Di tulisan sebelumnya sudah kita bahas, alasan kenapa seorang guru bisa kehilangan rasa hormat dari siswanya yang pada akhirnya berakibat pada sulitnya sang guru mengatur dan mendisiplinkan siswa siswanya di dalam kelas. Kita juga akhirnya paham bahwa seorang guru yang terlalu banyak menggunakan candaan, lucu lucuan, dagelan, banyolan untuk menarik hati siswanya bisa berbalik menjadi petaka bagi guru itu karena candaan yang terlalu banyak ternyata mendangkalkan rasa hormat siswa pada gurunya. Terlebih kalau candaan ataupun dagelan yang dilontarkan sang guru adalah dagelan dengan konten pornografi, tidak butuh waktu semenit-dua menit, tapi saat itu juga guru akan langsung tidak dihormati oleh siswanya.
Guru bisa juga kehilangan rasa hormat dari siswanya bila guru terlalu mengandalkan superioritas dia di dalam kelas. Guru yang kurang pengalamannya, tidak terlalu percaya diri dan grogi menghadapi siswa siswanya di dalam kelas, sering kebingungan bagaimana sebaiknya bersikap di depan siswa siswanya. Guru ini akan serba salah. Guru yang rasa percaya dirinya nyaris habis, biasanya tiba tiba memilih nampak lucu untuk menutupi kelemahannya, dan kasus di tulisan sebelumnyalah yang terjadi. Guru yang masih agak tebal rasa percaya dirinya, untuk menutupi rasa grogi dan ketidaktahuannnya bagaimana harus bersikap, akan memilih sikap “jaim” , menunjukkan superioritasnya di depan para siswa.

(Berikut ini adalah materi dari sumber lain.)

PR #4953, opened 2021-05-12
add private mutation lockTeams

mattkrick:
TEST
- [ ] as a superuser, on the private schema, can run a mutation like this:
```gql
mutation {
  lockTeams(teamIds:["2INgjqSy9W"], isPaid:false)
}
```

The result if you're a billing leader:
Screenshot from 2021-05-11 16-55-01

The result if not a billing leader: 
Screenshot from 2021-05-11 16-53-50

We could support custom messaging, but chances are we'd want that messaging to be raw HTML otherwise it'll look really bad.

@jordanh


jordanh:
You are my hero 🦾 

My dream scenario would be optional embedded html (but I realize that will also require a DB migration to implement). With embedded html I could write a message that is, "please request Parabol by doing [specific company X at your peculiar company], they don't think there is enough demand! Prove them wrong."

Would you accept my scope creep?

mattkrick:
get me some test HTML that you wanna see & i'll try it out!

jordanh:
Looking at this now!

jordanh:
@mattkrick I'm thinking about something like this (image not pasted for anonymity): https://www.figma.com/file/VM8xFhm3K6hILz3NxW9UclPo/Jordan-Playground?node-id=9%3A272

Note: dialog text is left-justified (not center). Note CTA is overridden too. In this case we do _not_ want folks to go to the billing page because we know there is 0 authority to make a credit card purchase. Instead, we want to be able to override the CTA to be a custom a href destination

AC is something like:
   * Can override dialog content with custom embedded HTML
   * Can override CTA with custom href
   * Toggling `isPaid` to true clears both customizations (if set), and unlocks team

Doable?

mattkrick:
IMO we should just make it all HTML-- the title, body, and button. 

what do you want the button to do?

mattkrick:
Here's a screenshot
Screenshot from 2021-05-12 14-20-30

Here's the HTML I used:
```
<h2 style="
    color: #444258;
    font-size: 20px;
    font-weight: 600;
    line-height: 1.5;
    margin: 0;
    padding: 20px 24px 0;
">Oh dear…</h2><div style="
    color: #444258;
    font-size: 14px;
    line-height: 1.5;
    padding: 16px 24px 24px;
    text-align: left;
">Your Agile Enablement team didn't see enough requests from users to continuing using Parabol. 
<br><br><div style="font-weight: 600;">If you'd like your team unlocked, you may contact us</div>
</div>
```

jordanh:
I guess there doesn't need to be any button to dismiss this modal. LGTM sir!

packages/server/graphql/intranetSchema/mutations/lockTeams.ts
```diff
@@ -0,0 +1,42 @@
+import {GraphQLBoolean, GraphQLID, GraphQLList, GraphQLNonNull} from 'graphql'
+import getRethink from '../../../database/rethinkDriver'
+import updateTeamByTeamId from '../../../postgres/queries/updateTeamByTeamId'
+import {requireSU} from '../../../utils/authorization'
+
+const lockTeams = {
```
jordanh, line 6: How do I set the HTML?

packages/client/modules/teamDashboard/components/UnpaidTeamModal/UnpaidTeamModal.tsx
```diff
@@ -1,40 +1,42 @@
...
+  const [firstBillingLeader] = billingLeaders
+  const billingLeaderName = firstBillingLeader?.preferredName ?? 'Unknown'
+  const email = firstBillingLeader?.email ?? 'Unknown'
   const isALeader = billingLeaders.findIndex((leader) => leader.id === viewerId) !== -1
   const handleClick = () => history.push(`/me/organizations/${orgId}`)
   const problem = `There in an unpaid invoice for ${teamName}.`
   const solution = isALeader
     ? `Head over to ${orgName} Settings to add a payment method`
-    : `Try reaching out to ${billingLeaderName}`
+    : `Try reaching out to ${billingLeaderName} at ${email}`
```
jordanh, line 39: If the HTML is set, can it override this logic and prefer to show the HTML over either of these templates?

packages/server/graphql/intranetSchema/mutations/lockTeams.ts
mattkrick: added a `message` arg

packages/client/modules/teamDashboard/components/UnpaidTeamModal/UnpaidTeamModal.tsx
mattkrick: ahhhh i think this comment is on an older commit, should work as you expect now

packages/client/modules/teamDashboard/components/UnpaidTeamModal/UnpaidTeamModal.tsx
```diff
@@ -1,40 +1,50 @@
...
+  const atmosphere = useAtmosphere()
+  const {history} = useRouter()
   const {viewerId} = atmosphere
   const {team} = viewer
   if (!team) return null
-  const {teamName, organization} = team
-  const {orgId, billingLeaders, orgName} = organization
-  const billingLeaderName = billingLeaders[0].preferredName
+  const {name: teamName, organization, lockMessageHTML} = team
+  if (lockMessageHTML) {
```
mattkrick, line 30: @jordanh i think this is what you were after?

jordanh: ah dope!

PR #4959, opened 2021-05-13
init sentry in gqlExecutor

tiffanyhan:
**AC:**
- run `yarn build` then `yarn start`
- go to graphiql and do the mutation below, which will trigger a server error
- go to [sentry staging](https://sentry.io/organizations/parabol/issues/?project=107915) and see that the error shows up

```
mutation {
  addAgendaItem(newAgendaItem: {
    content: "content",
    pinned: false,
    teamId: "teamid",
    teamMemberId: "team member id",
    sortOrder: 1,
    meetingId: "meeting id"
  }) {
    error {
      title
      message
    }
  }
}
```

### DIFF
--- a/packages/gql-executor/gqlExecutor.ts
+++ b/packages/gql-executor/gqlExecutor.ts
@@ -1,5 +1,5 @@
 import "./tracer"
-
+import '../server/initSentry'
 import Redis from 'ioredis'
 import {ServerChannel} from 'parabol-client/types/constEnums'
 


tianrunhe:
This fix makes all the sense to me and I tested it working. However I'm not sure if directly importing the settings from `server` is a good practice. That being said I don't have enough tension at this point. @mattkrick WDYT?

tianrunhe (approved):

mattkrick:
i mean, the _right_ way to do this is to have a `SharedServer` package with scripts & variables that are shared across all our microservices (all 2 of them :rofl:)

that seems like overkill for now, so I'm happy with this! wonderful find @tiffanyhan!

tiffanyhan:
> i mean, the right way to do this is to have a SharedServer package with scripts & variables that are shared across all our microservices (all 2 of them 🤣)

i was curious about the "right" way to do the import but i didn't find anything currently existing in our repo which would make sense to move the shared init into. thanks raising/resolving the tension! @tianrunhe @mattkrick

Guru yang merasa harus menggunakan posisi superioritasnya seperti ini, biasanya bicaranya pendek pendek, ketus, sok galak dan sok berwibawa. Sikap seperti ini sejak awal ditunjukkan sudah akan membawa aura perang dan kemarahan di dalam kelas. Guru terasa menyebalkan bagi siswa dan tertantang untuk menentang guru tersebut. Jadi sikap guru yang sok galak, sok berwibawa akan memicu timbulnya pemberontakan siswa di dalam kelas. Dari sini mulailah ada satu dua siswa yang mulai susah dikendalikan oleh guru, dan yang kalau tidak segera disadari oleh guru dan mengubah sikapnya, maka seluruh kelas akan menjadi pemberontak. Kemudian ruang kelas akan menjadi kacau, di mana guru bisa dipastikan akan gagal mengajar.

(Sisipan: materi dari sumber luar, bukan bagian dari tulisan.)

Issue #4963, opened 2021-05-13
Slack not sending notifications to private channels in prod


nickoferrall:
In development, I can send a notification to a private channel by doing the following:

1. Go to a private channel in Slack and click "Add Slack app"
2. In Parabol, add the Slack integration. Select a private channel
3. See that the default channel in Parabol is not the private channel but `@Parabol`
4. Change the default channel to the private channel
5. Create a meeting and see that the notification has been sent to the private channel

In production, step 4 is not possible as the private channel does not appear in the dropdown menu.

### AC

- [ ] Able to select a private channel in Parabol's dropdown menu
- [ ] Selecting a private channel in step 2 results in the default channel being the private channel rather than `@Parabol`

PR #4964, opened 2021-05-13
Send notifications to private channels

nickoferrall:
PR to resolve issue #4963 

In development, it is possible to send notifications to private Slack channels following the steps mentioned in #4963 but in production it is not. The Parabol-staging and the Parabol apps look identical so I'm not sure why this is.

However, [conversations.list](https://api.slack.com/methods/conversations.list) requires the groups:read scope to read private channels which is not activated. Hopefully, this is the issue. I've added the scope to the app and, if you agree, I'll resubmit the Slack app with the `groups:read` scope too.

Additionally, with this PR, users that select a private channel in the Slack pop-up, will see the private Slack channel in Parabol's dropdown immediately rather than needing to change the channel from `@Parabol`.  See below:

slack-private-channel

Required updates to Slack app:

- Add `groups:read` scope for private channels
- Add dummy interactivity request URL to remove warning when clicking on buttons with links
- Possibly add `im:read` scope to get Slackbot IM `channelId`, depending on #4988 

### AC

- [ ]  Able to select a private channel in Parabol's dropdown menu
- [ ]  Selecting a private channel in step 2 results in the default channel being the private channel rather than @Parabol


mattkrick:
LGTM! go ahead & submit the additional scope to slack & we'll merge this as soon as we get approved.
you can use the dev server if they need a test app, or maybe just link to this PR since the change is so minimal?

mattkrick:
TEST:
- [ ] have 2 groups setup in slack. call them `group A` `group B`
- [ ] integrate slack & when you choose a channel in the oauth window, set it to `group A`
- [ ] inside the team settings, change the channel to `group B`
- [ ] start a meeting. the message is sent to `group B`

nickoferrall:
I suggest that we wait to see if [my prediction here](https://github.com/ParabolInc/parabol/pull/4988/files#r636993699) is correct before resubmitting the app, i.e. updating notifications works in dev but not prod as we need the `im:read` scope. 

If it does work in prod, we can resubmit the app without the `im:read` scope. Otherwise, we should add it. 

I suggest waiting as it can take 4 weeks for the submission to be reviewed. If we adjust the scopes after the submission, it could prolong the process even further.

Kegagalan mengajar sebagai tugas pokoknya akan membuat guru tertekan secara mental tentu saja. Sementara kegagalan dia menenangkan siswa dalam kelasnya pasti akan berdampak pada kepanikan dia. Karena sejak awal guru ini mengandalkan superioritasnya maka, bisa ditebak yang akan dia lakukan untuk menenangkan siswanya adalah dengan bentakan dan ancaman. Nah bentakan dan ancaman ini bisa jadi pedang bermata dua. Bisa jadi siswanya sedikit tenang mendengar ancaman tersebut, tapi bisa jadi saking muaknya siswa pada si guru, siswa sudah tak peduli lagi dengan ancaman guru. Justru ulah siswa makin menjadi jadi, makin liar dan makin tak bisa diatur. Hilanglah seluruh kehormatan guru. Rasa hormat siswa pada gurunya tak tersisa, dan guru bukan hanya gagal mengajar pada hari itu, tapi akan gagal sepanjang semester yang dia lalui atau bahkan akan gagal selamanya. Jadi walau benar, guru adalah pemegang otoritas kelas, guru adalah superior di dalam kelas, tapi tetap saja, guru harus hati hati dalam menggunakan superioritas dan otoritasnya di dalam kelas.
Lagi pula, walau mungkin dengan ancaman, guru bisa menenangkan siswa dan mengembalikan merek pada tugas belajarnya, tetap saja guru tidak seharusnya mengeluarkan ancaman bagi siswanya untuk mendapatkan kepatuhan. Perlu diingat kepatuhan siswa karena ancaman, itu sifatnya sementara. Di lain hari mereka akan membawa kekacauan yang lebih besar dan lebih terencana bagi gurunya. Selain itu dengarkan juga nasihat Kohn, 1994, ancaman sebagai strategi menenangkan dan membuat patuh siswa tidak akan membantu siswa membuat keputusan yang etis dan bijaksana tentang perilakunya karena keputusan yang diambil siswa karena rasa takut, bukan atas kesadaran.